* [EXERCISE AIM] Your answer must be the full listing, reproduced exactly.

* [SOURCE INFORMATION]

PR #118, opened 2021-01-13
Only look in extra NuGet directory from VS install

Forgind:
I neglected to test the RegisterMSBuildPath to a not-VS location scenario, and it can fail. This should fix it.

### DIFF
--- a/src/MSBuildLocator/MSBuildLocator.cs
+++ b/src/MSBuildLocator/MSBuildLocator.cs
@@ -124,7 +124,7 @@ namespace Microsoft.Build.Locator
             }
 
             // Find and load NuGet assemblies if msbuildPath is in a VS installation
-            string nugetPath = Path.GetFullPath(Path.Combine(instance.MSBuildPath, "..", "..", "..", "Common7", "IDE", "CommonExtensions", "Microsoft", "NuGet"))
+            string nugetPath = Path.GetFullPath(Path.Combine(instance.MSBuildPath, "..", "..", "..", "Common7", "IDE", "CommonExtensions", "Microsoft", "NuGet"));
             if (Directory.Exists(nugetPath))
             {
                 RegisterMSBuildPath(new string[] { instance.MSBuildPath, nugetPath });
--- a/src/MSBuildLocator/MSBuildLocator.cs
+++ b/src/MSBuildLocator/MSBuildLocator.cs
@@ -123,7 +123,19 @@ namespace Microsoft.Build.Locator
                 ApplyDotNetSdkEnvironmentVariables(instance.MSBuildPath);
             }
 
-            RegisterMSBuildPath(instance.MSBuildPath);
+            if (instance.DiscoveryType == DiscoveryType.VisualStudioSetup || instance.DiscoveryType == DiscoveryType.DeveloperConsole)
+            {
+                RegisterMSBuildPath(new string[]
+                {
+                    instance.MSBuildPath,
+                    // Find and load NuGet assemblies if msbuildPath is in a VS installation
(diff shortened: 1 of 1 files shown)


src/MSBuildLocator/MSBuildLocator.cs
```diff
@@ -123,7 +123,19 @@ public static void RegisterInstance(VisualStudioInstance instance)
...
             }
 
-            RegisterMSBuildPath(instance.MSBuildPath);
+            if (instance.DiscoveryType == DiscoveryType.VisualStudioSetup || instance.DiscoveryType == DiscoveryType.DeveloperConsole)
+            {
+                RegisterMSBuildPath(new string[]
+                {
+                    instance.MSBuildPath,
+                    // Find and load NuGet assemblies if msbuildPath is in a VS installation
+                    Path.GetFullPath(Path.Combine(instance.MSBuildPath, "..", "..", "..", "Common7", "IDE", "CommonExtensions", "Microsoft", "NuGet"))
```
rainersigwald, line 132: Should this be conditional on it existing?

rainersigwald: Specifically we probably want this for corext type discovery too.

Forgind: That was the problem with the previous spot, but it should always exist if we're in VS or a developer console, right?

Forgind: Corext type discovery? I only see three options (pre-mono): developer console, VS, and dotnet sdk.

rainersigwald: #84. I think it'd be easiest to do the exists check but we could extend the if there as well.

src/MSBuildLocator/MSBuildLocator.cs
```diff
@@ -123,7 +123,19 @@ public static void RegisterInstance(VisualStudioInstance instance)
...
+                });
+            }
```
Forgind, line 134:
```suggestion
            // Find and load NuGet assemblies if msbuildPath is in a VS installation
            string nugetPath = Path.GetFullPath(Path.Combine(instance.MSBuildPath, "..", "..", "..", "Common7", "IDE", "CommonExtensions", "Microsoft", "NuGet"))
            if (Directory.Exists(nugetPath))
            {
                RegisterMSBuildPath(new string[] { instance.MSBuildPath, nugetPath });
            }
```

src/MSBuildLocator/MSBuildLocator.cs
Forgind: Good point—forgot about that PR. Fixed!

src/MSBuildLocator/MSBuildLocator.cs
```diff
@@ -123,7 +123,16 @@ public static void RegisterInstance(VisualStudioInstance instance)
                 ApplyDotNetSdkEnvironmentVariables(instance.MSBuildPath);
             }
 
-            RegisterMSBuildPath(instance.MSBuildPath);
+            // Find and load NuGet assemblies if msbuildPath is in a VS installation
+            string nugetPath = Path.GetFullPath(Path.Combine(instance.MSBuildPath, "..", "..", "..", "Common7", "IDE", "CommonExtensions", "Microsoft", "NuGet"))
```
Forgind, line 127:
```suggestion
            string nugetPath = Path.GetFullPath(Path.Combine(instance.MSBuildPath, "..", "..", "..", "Common7", "IDE", "CommonExtensions", "Microsoft", "NuGet"));
```

rainersigwald (approved):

* [RESPONSE TO THIS EXERCISE]
PR #118, opened 2021-01-13
Only look in extra NuGet directory from VS install

Forgind:
I neglected to test the RegisterMSBuildPath to a not-VS location scenario, and it can fail. This should fix it.

### DIFF
--- a/src/MSBuildLocator/MSBuildLocator.cs
+++ b/src/MSBuildLocator/MSBuildLocator.cs
@@ -124,7 +124,7 @@ namespace Microsoft.Build.Locator
             }
 
             // Find and load NuGet assemblies if msbuildPath is in a VS installation
-            string nugetPath = Path.GetFullPath(Path.Combine(instance.MSBuildPath, "..", "..", "..", "Common7", "IDE", "CommonExtensions", "Microsoft", "NuGet"))
+            string nugetPath = Path.GetFullPath(Path.Combine(instance.MSBuildPath, "..", "..", "..", "Common7", "IDE", "CommonExtensions", "Microsoft", "NuGet"));
             if (Directory.Exists(nugetPath))
             {
                 RegisterMSBuildPath(new string[] { instance.MSBuildPath, nugetPath });
--- a/src/MSBuildLocator/MSBuildLocator.cs
+++ b/src/MSBuildLocator/MSBuildLocator.cs
@@ -123,7 +123,19 @@ namespace Microsoft.Build.Locator
                 ApplyDotNetSdkEnvironmentVariables(instance.MSBuildPath);
             }
 
-            RegisterMSBuildPath(instance.MSBuildPath);
+            if (instance.DiscoveryType == DiscoveryType.VisualStudioSetup || instance.DiscoveryType == DiscoveryType.DeveloperConsole)
+            {
+                RegisterMSBuildPath(new string[]
+                {
+                    instance.MSBuildPath,
+                    // Find and load NuGet assemblies if msbuildPath is in a VS installation
(diff shortened: 1 of 1 files shown)


src/MSBuildLocator/MSBuildLocator.cs
```diff
@@ -123,7 +123,19 @@ public static void RegisterInstance(VisualStudioInstance instance)
...
             }
 
-            RegisterMSBuildPath(instance.MSBuildPath);
+            if (instance.DiscoveryType == DiscoveryType.VisualStudioSetup || instance.DiscoveryType == DiscoveryType.DeveloperConsole)
+            {
+                RegisterMSBuildPath(new string[]
+                {
+                    instance.MSBuildPath,
+                    // Find and load NuGet assemblies if msbuildPath is in a VS installation
+                    Path.GetFullPath(Path.Combine(instance.MSBuildPath, "..", "..", "..", "Common7", "IDE", "CommonExtensions", "Microsoft", "NuGet"))
```
rainersigwald, line 132: Should this be conditional on it existing?

rainersigwald: Specifically we probably want this for corext type discovery too.

Forgind: That was the problem with the previous spot, but it should always exist if we're in VS or a developer console, right?

Forgind: Corext type discovery? I only see three options (pre-mono): developer console, VS, and dotnet sdk.

rainersigwald: #84. I think it'd be easiest to do the exists check but we could extend the if there as well.

src/MSBuildLocator/MSBuildLocator.cs
```diff
@@ -123,7 +123,19 @@ public static void RegisterInstance(VisualStudioInstance instance)
...
+                });
+            }
```
Forgind, line 134:
```suggestion
            // Find and load NuGet assemblies if msbuildPath is in a VS installation
            string nugetPath = Path.GetFullPath(Path.Combine(instance.MSBuildPath, "..", "..", "..", "Common7", "IDE", "CommonExtensions", "Microsoft", "NuGet"))
            if (Directory.Exists(nugetPath))
            {
                RegisterMSBuildPath(new string[] { instance.MSBuildPath, nugetPath });
            }
```

src/MSBuildLocator/MSBuildLocator.cs
Forgind: Good point—forgot about that PR. Fixed!

src/MSBuildLocator/MSBuildLocator.cs
```diff
@@ -123,7 +123,16 @@ public static void RegisterInstance(VisualStudioInstance instance)
                 ApplyDotNetSdkEnvironmentVariables(instance.MSBuildPath);
             }
 
-            RegisterMSBuildPath(instance.MSBuildPath);
+            // Find and load NuGet assemblies if msbuildPath is in a VS installation
+            string nugetPath = Path.GetFullPath(Path.Combine(instance.MSBuildPath, "..", "..", "..", "Common7", "IDE", "CommonExtensions", "Microsoft", "NuGet"))
```
Forgind, line 127:
```suggestion
            string nugetPath = Path.GetFullPath(Path.Combine(instance.MSBuildPath, "..", "..", "..", "Common7", "IDE", "CommonExtensions", "Microsoft", "NuGet"));
```

rainersigwald (approved):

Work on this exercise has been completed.